2.2.2. Eddy Dissipation Model

In kerosene-oxygen HVOF combustion dynamics, the reaction products and their chemical kinetics are a very complex process. Especially, when the temperature increases above 2000 K, the reaction products, viz., CO₂ and H₂O, found in the kerosene-oxygen reaction (see Equation (4)) will dissociate into several species with low molecular weights due to strong thermal atomic vibration [15]. Previous studies have shown that a combustion model that does not account for the dissociation of combustion products will overpredict the combustion temperature [9,16]. Therefore, to reasonably model the combustion process with available computational resources, the most widely adopted eddy dissipation model (EDM) is employed here. The eddy dissipation model, which assumes that reactions occur infinitely fast, is limited by the turbulent mixing rate of fuel and oxidant, as described in [17]. In many practical situations, like the HVOF thermal spray process, the eddy-dissipation model describes the limiting rate and, thus, a knowledge of accurate Arrhenius rate data is not necessary. This conclusion has been validated by experimental observations [8]. Since the gas residence time in the combustion chamber (convergent section of the nozzle) is much longer than the subsequent parts, it is observed that most of the chemical reaction occurs in the chamber, and the reaction moves forward following an equilibrium chemistry model. Assuming that the reactants of the fuel mixture are composed of only oxygen and liquid kerosene, the reaction considered in this paper is represented by one global reaction scheme that accounts for dissociations and intermediate reactions and written in the following global form [18].
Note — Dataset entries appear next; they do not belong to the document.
PR #277, opened 2024-09-10
fix: preventing original chain name & destination chain name are the same

ahramy:
[AXE-4776](https://axelarnetwork.atlassian.net/browse/AXE-4776)

- In `InterchainTokenFactory.deployRemoteInterchainToken`, check if `destinationChain` is the same as `originalChainName` to prevent remote deployment requests to the original chain.
- Check originalChainName and destinationChain in `InterchainTokenFactory.deployRemoteCanonicalInterchainToken` to ensure that a remote deploy cannot be requested to the original chain.
- Unit test coverage is 100% for `InterchainTokenFactory.sol` and `InterchainTokenService.sol`
```
----------------------------------------|----------|----------|----------|----------|----------------|
File                                    |  % Stmts | % Branch |  % Funcs |  % Lines |Uncovered Lines |
----------------------------------------|----------|----------|----------|----------|----------------|
  InterchainTokenFactory.sol            |      100 |      100 |      100 |      100 |                |
  InterchainTokenService.sol            |      100 |      100 |      100 |      100 |                |

```

[AXE-4776]: https://axelarnetwork.atlassian.net/browse/AXE-4776?atlOrigin=eyJpIjoiNWRkNTljNzYxNjVmNDY3MDlhMDU5Y2ZhYzA5YTRkZjUiLCJwIjoiZ2l0aHViLWNvbS1KU1cifQ

### DIFF
--- a/contracts/InterchainTokenFactory.sol
+++ b/contracts/InterchainTokenFactory.sol
@@ -123,6 +123,7 @@ contract InterchainTokenFactory is IInterchainTokenFactory, ITokenManagerType, M
      * @param initialSupply The amount of tokens to mint initially (can be zero), allocated to the msg.sender.
      * @param minter The address to receive the minter and operator role of the token, in addition to ITS. If it is set to `address(0)`,
      * the additional minter isn't set, and can't be added later. This allows creating tokens that are managed only by ITS, reducing trust assumptions.
+     * Reverts if the minter is the ITS address since it's already added as a minter.
      * @return tokenId The tokenId corresponding to the deployed InterchainToken.
      */
     function deployInterchainToken(
@@ -140,6 +141,8 @@ contract InterchainTokenFactory is IInterchainTokenFactory, ITokenManagerType, M
         if (initialSupply > 0) {
             minterBytes = address(this).toBytes();
         } else if (minter != address(0)) {
+            if (minter == address(interchainTokenService)) revert InvalidMinter(minter);
+
             minterBytes = minter.toBytes();
         }
 
@@ -165,7 +168,8 @@ contract InterchainTokenFactory is IInterchainTokenFactory, ITokenManagerType, M
      * @notice Deploys a remote interchain token on a specified destination chain.
      * @param originalChainName The name of the chain where the token originally exists.
      * @param salt The unique salt for deploying the token.
-     * @param minter The address to distribute the token on the destination chain.
+     * @param minter The address to receive the minter and operator role of the token, in addition to ITS. If the address is `address(0)`,
+     * no additional minter is set on the token. Reverts if the minter does not have mint permission for the token.
      * @param destinationChain The name of the destination chain.
      * @param gasValue The amount of gas to send for the deployment.
      * @return tokenId The tokenId corresponding to the deployed InterchainToken.
@@ -202,6 +206,7 @@ contract InterchainTokenFactory is IInterchainTokenFactory, ITokenManagerType, M
 
             if (minter != address(0)) {
                 if (!token.isMinter(minter)) revert NotMinter(minter);
+                if (minter == address(interchainTokenService)) revert InvalidMinter(minter);
 
                 minter_ = minter.toBytes();
             }
--- a/contracts/InterchainTokenFactory.sol
+++ b/contracts/InterchainTokenFactory.sol
@@ -201,15 +201,8 @@ contract InterchainTokenFactory is IInterchainTokenFactory, ITokenManagerType, M
         string memory destinationChain,
         uint256 gasValue
     ) external payable returns (bytes32 tokenId) {
-        bytes32 chainNameHash_;
-
-        if (bytes(originalChainName).length == 0) {
-            chainNameHash_ = chainNameHash;
-        } else {
-            revert NotSupported();
-        }
-
-        tokenId = _deployRemoteInterchainToken(chainNameHash_, salt, minter, destinationChain, gasValue);
+        if (bytes(originalChainName).length != 0) revert NotSupported();
+        tokenId = _deployRemoteInterchainToken(chainNameHash, salt, minter, destinationChain, gasValue);
     }
 
     /**
@@ -333,15 +326,8 @@ contract InterchainTokenFactory is IInterchainTokenFactory, ITokenManagerType, M
         string calldata destinationChain,
         uint256 gasValue
     ) external payable returns (bytes32 tokenId) {
-        bytes32 chainNameHash_;
-
-        if (bytes(originalChain).length == 0) {
-            chainNameHash_ = chainNameHash;
-        } else {
-            revert NotSupported();
-        }
-
-        tokenId = _deployRemoteCanonicalInterchainToken(chainNameHash_, originalTokenAddress, destinationChain, gasValue);
+        if (bytes(originalChain).length != 0) revert NotSupported();
+        tokenId = _deployRemoteCanonicalInterchainToken(chainNameHash, originalTokenAddress, destinationChain, gasValue);
     }
 
     /**
--- a/contracts/InterchainTokenFactory.sol
+++ b/contracts/InterchainTokenFactory.sol
@@ -191,11 +191,54 @@ contract InterchainTokenFactory is IInterchainTokenFactory, ITokenManagerType, M
             if (bytes(originalChainName).length == 0) {
                 chainNameHash_ = chainNameHash;
             } else {
-                revert NotSupported();
+                chainNameHash_ = keccak256(bytes(originalChainName));
             }
 
             address sender = msg.sender;
             salt = interchainTokenSalt(chainNameHash_, sender, salt);
+            tokenId = interchainTokenService.interchainTokenId(TOKEN_FACTORY_DEPLOYER, salt);
+
+            IInterchainToken token = IInterchainToken(interchainTokenService.interchainTokenAddress(tokenId));
+
+            tokenName = token.name();
+            tokenSymbol = token.symbol();
+            tokenDecimals = token.decimals();
+
+            if (minter != address(0)) {
+                if (!token.isMinter(minter)) revert NotMinter(minter);
+                if (minter == address(interchainTokenService)) revert InvalidMinter(minter);
+
+                minter_ = minter.toBytes();
+            }
+        }
+
+        tokenId = _deployInterchainToken(salt, destinationChain, tokenName, tokenSymbol, tokenDecimals, minter_, gasValue);
+    }
+
+    /**
+     * @notice The deployRemoteInterchainToken with originalChainName allows deploying a remote interchain token back to the same chain, which could cause issues with ITS Hub balance tracking.
+     * To fix this, the deployRemoteInterchainToken function was overloaded to prevent self-deployemnt while still allowing self-transfers.
+     * @param salt The unique salt for deploying the token.
+     * @param minter The address to receive the minter and operator role of the token, in addition to ITS. If the address is `address(0)`,
+     * no additional minter is set on the token. Reverts if the minter does not have mint permission for the token.
+     * @param destinationChain The name of the destination chain.
+     * @param gasValue The amount of gas to send for the deployment.
+     * @return tokenId The tokenId corresponding to the deployed InterchainToken.
+     */
+    function deployRemoteInterchainToken(
+        bytes32 salt,
+        address minter,
+        string memory destinationChain,
+        uint256 gasValue
+    ) external payable returns (bytes32 tokenId) {
+        string memory tokenName;
+        string memory tokenSymbol;
+        uint8 tokenDecimals;
+        bytes memory minter_ = new bytes(0);
+
+        {
+            address sender = msg.sender;
+            salt = interchainTokenSalt(chainNameHash, sender, salt);
             tokenId = interchainTokenService.interchainTokenId(TOKEN_FACTORY_DEPLOYER, salt);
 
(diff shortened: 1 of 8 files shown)


contracts/InterchainTokenFactory.sol
```diff
@@ -285,6 +286,8 @@ contract InterchainTokenFactory is IInterchainTokenFactory, ITokenManagerType, M
             } else {
                 chainNameHash_ = keccak256(bytes(originalChain));
             }
+            if (chainNameHash_ == keccak256(bytes(destinationChain))) revert CannotDeployRemotely(destinationChain);
```
milapsheth, line 289: I think we want to remove the ability to deploy a token with a different `originalChain` instead. And perform this check inside ITS `deploy*` methods instead so you can never submit a self deploy call

Foivos (approved):

contracts/InterchainTokenFactory.sol
ahramy: Had offline discussion. updated.

contracts/InterchainTokenFactory.sol
```diff
@@ -191,7 +191,7 @@ contract InterchainTokenFactory is IInterchainTokenFactory, ITokenManagerType, M
             if (bytes(originalChainName).length == 0) {
                 chainNameHash_ = chainNameHash;
             } else {
-                chainNameHash_ = keccak256(bytes(originalChainName));
+                revert NotSupported();
```
milapsheth, line 194: behaviour should be documented

contracts/InterchainTokenFactory.sol
```diff
@@ -283,8 +283,9 @@ contract InterchainTokenFactory is IInterchainTokenFactory, ITokenManagerType, M
             if (bytes(originalChain).length == 0) {
                 chainNameHash_ = chainNameHash;
             } else {
-                chainNameHash_ = keccak256(bytes(originalChain));
+                revert NotSupported();
```
milapsheth, line 286: same

contracts/interfaces/IInterchainTokenService.sol
```diff
@@ -48,6 +48,7 @@ interface IInterchainTokenService is
     error PostDeployFailed(bytes data);
     error ZeroAmount();
     error CannotDeploy(TokenManagerType);
+    error CannotDeployRemotely(string chainName);
```
milapsheth, line 51:
```suggestion
    error CannotDeployRemotelyToSelf();
```

contracts/InterchainTokenFactory.sol
milapsheth, line 194: add unit test coverage

contracts/InterchainTokenFactory.sol
milapsheth, line 286: an overloaded version of these methods should be created without the `originalChain` arg

contracts/InterchainTokenFactory.sol
```diff
@@ -215,6 +215,49 @@ contract InterchainTokenFactory is IInterchainTokenFactory, ITokenManagerType, M
         tokenId = _deployInterchainToken(salt, destinationChain, tokenName, tokenSymbol, tokenDecimals, minter_, gasValue);
     }
 
+    /**
+     * @notice The deployRemoteInterchainToken with originalChainName allows deploying a remote interchain token back to the same chain, which could cause issues with ITS Hub balance tracking.
+     * To fix this, the deployRemoteInterchainToken function was overloaded to prevent self-deployemnt while still allowing self-transfers.
```
milapsheth, line 220:
```suggestion
     * @notice Deploys a remote interchain token on a specified destination chain.
```
Should document what the method does. This method doesn't need to have any discussions about originalChain. It should be discussed in the other `deployRemoteInterchainToken` (and as a `@dev` comment). Put this method first, so users will see it first and use this by default.

This part of the comment `... which could cause issues with ITS Hub balance tracking ...` is vague and so doesn't make much sense to external users. It's just an internal note, it would be better to mention the larger point, something like: `originalChainName is only allowed to be '', i.e the current chain. Other source chains are not supported anymore to simplify ITS deployment behaviour.`

contracts/InterchainTokenFactory.sol
```diff
@@ -215,6 +215,49 @@ contract InterchainTokenFactory is IInterchainTokenFactory, ITokenManagerType, M
...
+        uint256 gasValue
+    ) external payable returns (bytes32 tokenId) {
+        string memory tokenName;
+        string memory tokenSymbol;
+        uint8 tokenDecimals;
+        bytes memory minter_ = new bytes(0);
+
+        {
+            address sender = msg.sender;
+            salt = interchainTokenSalt(chainNameHash, sender, salt);
```
milapsheth, line 241: chainNameHash is not defined

contracts/InterchainTokenFactory.sol
```diff
@@ -215,6 +215,49 @@ contract InterchainTokenFactory is IInterchainTokenFactory, ITokenManagerType, M
...
+            tokenId = interchainTokenService.interchainTokenId(TOKEN_FACTORY_DEPLOYER, salt);
```
milapsheth, line 242: avoid duplication. Call this method from the other deployRemoteInterchainToken after performing the originalChainName check

contracts/InterchainTokenFactory.sol
```diff
@@ -299,6 +343,37 @@ contract InterchainTokenFactory is IInterchainTokenFactory, ITokenManagerType, M
...
 
+    /**
+     * @notice The deployRemoteCanonicalInterchainToken with originalChain allows deploying a canonical interchain token back to the same chain, which could cause issues with ITS Hub balance tracking.
+     * To fix this, the deployRemoteCanonicalInterchainToken function was overloaded to prevent self-deployemnt while still allowing self-transfers.
+     * @param originalTokenAddress The address of the original token on the original chain.
+     * @param destinationChain The name of the chain where the token will be deployed.
+     * @param gasValue The gas amount to be sent for deployment.
+     * @return tokenId The tokenId corresponding to the deployed InterchainToken.
+     */
+    function deployRemoteCanonicalInterchainToken(
```
milapsheth, line 354: same comments as above

contracts/interfaces/IInterchainTokenFactory.sol
```diff
@@ -131,6 +147,20 @@ interface IInterchainTokenFactory is IUpgradable, IMulticall {
         uint256 gasValue
     ) external payable returns (bytes32 tokenId);
 
+    /**
+     * @notice The deployRemoteCanonicalInterchainToken with originalChain allows deploying a canonical interchain token back to the same chain, which could cause issues with ITS Hub balance tracking.
```
milapsheth, line 151: update docstring and order as per other comments

milapsheth (changes requested):

contracts/InterchainTokenFactory.sol
ahramy: Thanks for comment. updated.

contracts/InterchainTokenFactory.sol
```diff
@@ -175,27 +174,19 @@ contract InterchainTokenFactory is IInterchainTokenFactory, ITokenManagerType, M
...
         string memory destinationChain,
         uint256 gasValue
-    ) external payable returns (bytes32 tokenId) {
+    ) public payable returns (bytes32 tokenId) {
         string memory tokenName;
         string memory tokenSymbol;
         uint8 tokenDecimals;
         bytes memory minter_ = new bytes(0);
 
         {
```
milapsheth, line 187: wondering if this additional scoping is still needed now that we removed one variable (maybe stack too deep error goes away)

contracts/InterchainTokenFactory.sol
```diff
@@ -216,8 +207,10 @@ contract InterchainTokenFactory is IInterchainTokenFactory, ITokenManagerType, M
     }
 
     /**
-     * @notice The deployRemoteInterchainToken with originalChainName allows deploying a remote interchain token back to the same chain, which could cause issues with ITS Hub balance tracking.
-     * To fix this, the deployRemoteInterchainToken function was overloaded to prevent self-deployemnt while still allowing self-transfers.
+     * @notice Deploys a remote interchain token on a specified destination chain.
```
milapsheth, line 210: Is there a `@deprecated` notion in natspec?
```suggestion
     * @notice Deploys a remote interchain token on a specified destination chain. This method is deprecated and will be removed in the future. Please use the above method instead.
```

contracts/InterchainTokenFactory.sol
```diff
@@ -216,8 +207,10 @@ contract InterchainTokenFactory is IInterchainTokenFactory, ITokenManagerType, M
...
+     * @dev originalChainName is only allowed to be '', i.e the current chain.
+     * Other source chains are not supported anymore to simplify ITS deployment behaviour.
```
milapsheth, line 212:
```suggestion
     * Other source chains are not supported anymore to simplify ITS token deployment behaviour.
```

contracts/InterchainTokenFactory.sol
```diff
@@ -226,36 +219,14 @@ contract InterchainTokenFactory is IInterchainTokenFactory, ITokenManagerType, M
...
-                if (!token.isMinter(minter)) revert NotMinter(minter);
-                if (minter == address(interchainTokenService)) revert InvalidMinter(minter);
-
-                minter_ = minter.toBytes();
-            }
-        }
-
-        tokenId = _deployInterchainToken(salt, destinationChain, tokenName, tokenSymbol, tokenDecimals, minter_, gasValue);
+        if (bytes(originalChainName).length != 0) revert NotSupported();
+        tokenId = deployRemoteInterchainToken(salt, minter, destinationChain, gasValue);
```
milapsheth, line 229:
```suggestion
        if (bytes(originalChainName).length != 0) revert NotSupported();

        tokenId = deployRemoteInterchainToken(salt, minter, destinationChain, gasValue);
```
separating checks from the logic

contracts/InterchainTokenFactory.sol
```diff
@@ -306,31 +277,22 @@ contract InterchainTokenFactory is IInterchainTokenFactory, ITokenManagerType, M
...
-        string calldata originalChain,
         address originalTokenAddress,
         string calldata destinationChain,
         uint256 gasValue
-    ) external payable returns (bytes32 tokenId) {
+    ) public payable returns (bytes32 tokenId) {
         bytes32 salt;
         IInterchainToken token;
 
         {
```
milapsheth, line 293: same comment

contracts/InterchainTokenFactory.sol
```diff
@@ -344,34 +306,23 @@ contract InterchainTokenFactory is IInterchainTokenFactory, ITokenManagerType, M
     }
 
     /**
-     * @notice The deployRemoteCanonicalInterchainToken with originalChain allows deploying a canonical interchain token back to the same chain, which could cause issues with ITS Hub balance tracking.
-     * To fix this, the deployRemoteCanonicalInterchainToken function was overloaded to prevent self-deployemnt while still allowing self-transfers.
+     * @notice Deploys a canonical interchain token on a remote chain.
```
milapsheth, line 309: same comments

test/InterchainTokenFactory.js
```diff
@@ -449,14 +446,31 @@ describe('InterchainTokenFactory', () => {
                         },
                     ),
                 tokenFactory,
+                'NotSupported',
+            );
+
+            await expectRevert(
+                (gasOptions) =>
+                    tokenFactory['deployRemoteInterchainToken(string,bytes32,address,string,uint256)'](
+                        '',
```
milapsheth, line 455: add a test to ensure it fails if original Chain is not empty (double check test coverage for the repo, so it doesn't drop when making a PR)

contracts/InterchainTokenFactory.sol
ahramy: That's a great call, actually it works without additional scoping. Updated.

contracts/InterchainTokenFactory.sol
ahramy: There's no `@deprecated` notion in Natspec: https://docs.soliditylang.org/en/latest/natspec-format.html#tags
Updated it as the suggestion.

contracts/InterchainTokenFactory.sol
ahramy: updated.

contracts/InterchainTokenFactory.sol
ahramy: updated.

contracts/InterchainTokenFactory.sol
ahramy: updated.

contracts/InterchainTokenFactory.sol
ahramy: updated.

test/InterchainTokenFactory.js
ahramy: `Fails if original chain is not empty` is tested in line 449 with `chainName == "Test"`.
```
await expectRevert(
                (gasOptions) =>
                    tokenFactory['deployRemoteInterchainToken(string,bytes32,address,string,uint256)'](
                        chainName,
                        salt,
                        otherWallet.address,
                        destinationChain,
                        gasValue,
                        {
                            ...gasOptions,
                            value: gasValue,
                        },
                    ),
                tokenFactory,
                'NotSupported',
            );
```
Test coverage for `InterchainTokenFactory.sol` and `InterchainTokenService.sol ` are all 100%. Is there something I'm missing about the test case?

milapsheth (approved):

$$\begin{array}{cc}4{\mathrm{C}}_{12}{\mathrm{H}}_{23} +& 71{\mathrm{O}}_2\\ & ⟺12.4{\mathrm{O}}_2+5.74\mathrm{O}+31.84{\mathrm{H}}_2\mathrm{O}+19.62\mathrm{C}{\mathrm{O}}_2+28.38\mathrm{CO}+12\mathrm{OH}+4.76\mathrm{H}\\ & +5.87{\mathrm{H}}_2\end{array}$$

(4)

the equilibrium stoichiometric coefficients of each component in the above reaction formula are obtained at the experimental pressure, viz., 8 atm, which is the typical operating range of the JP5000 HVOF gun. Transport equations for each component of the above reaction are solved according to the law of mixtures [8].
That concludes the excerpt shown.